[What the task requires]:
Below are some records. Print all of them exactly as they appear.

[Provided records]:
[Start of section]

PR #1123, opened 2026-08-03
RANGER-5724: Grant API returns 200 OK for null payload

Sanket-Shelar:
With null payload grant Apis were returning 200 OK status, added null check in Api

## How was this patch tested?
Local build passed, tested on docker and added new unit tests

### DIFF
--- a/security-admin/src/main/java/org/apache/ranger/rest/ServiceREST.java
+++ b/security-admin/src/main/java/org/apache/ranger/rest/ServiceREST.java
@@ -1149,48 +1149,170 @@ public class ServiceREST {
     public RESTResponse grantAccess(@PathParam("serviceName") String serviceName, GrantRevokeRequest grantRequest, @Context HttpServletRequest request) throws Exception {
         LOG.debug("==> ServiceREST.grantAccess({}, {})", serviceName, grantRequest);
 
+        if (grantRequest == null) {
+            throw restErrorUtil.createRESTException(HttpServletResponse.SC_BAD_REQUEST, "Grant request object is null or missing body in grant access api", false);
+        }
+
         RESTResponse     ret  = new RESTResponse();
         RangerPerfTracer perf = null;
 
-        if (grantRequest != null) {
-            if (serviceUtil.isValidateHttpsAuthentication(serviceName, request)) {
-                try {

[End of section]

[Output]:
PR #1123, opened 2026-08-03
RANGER-5724: Grant API returns 200 OK for null payload

Sanket-Shelar:
With null payload grant Apis were returning 200 OK status, added null check in Api

## How was this patch tested?
Local build passed, tested on docker and added new unit tests

### DIFF
--- a/security-admin/src/main/java/org/apache/ranger/rest/ServiceREST.java
+++ b/security-admin/src/main/java/org/apache/ranger/rest/ServiceREST.java
@@ -1149,48 +1149,170 @@ public class ServiceREST {
     public RESTResponse grantAccess(@PathParam("serviceName") String serviceName, GrantRevokeRequest grantRequest, @Context HttpServletRequest request) throws Exception {
         LOG.debug("==> ServiceREST.grantAccess({}, {})", serviceName, grantRequest);
 
+        if (grantRequest == null) {
+            throw restErrorUtil.createRESTException(HttpServletResponse.SC_BAD_REQUEST, "Grant request object is null or missing body in grant access api", false);
+        }
+
         RESTResponse     ret  = new RESTResponse();
         RangerPerfTracer perf = null;
 
-        if (grantRequest != null) {
-            if (serviceUtil.isValidateHttpsAuthentication(serviceName, request)) {
-                try {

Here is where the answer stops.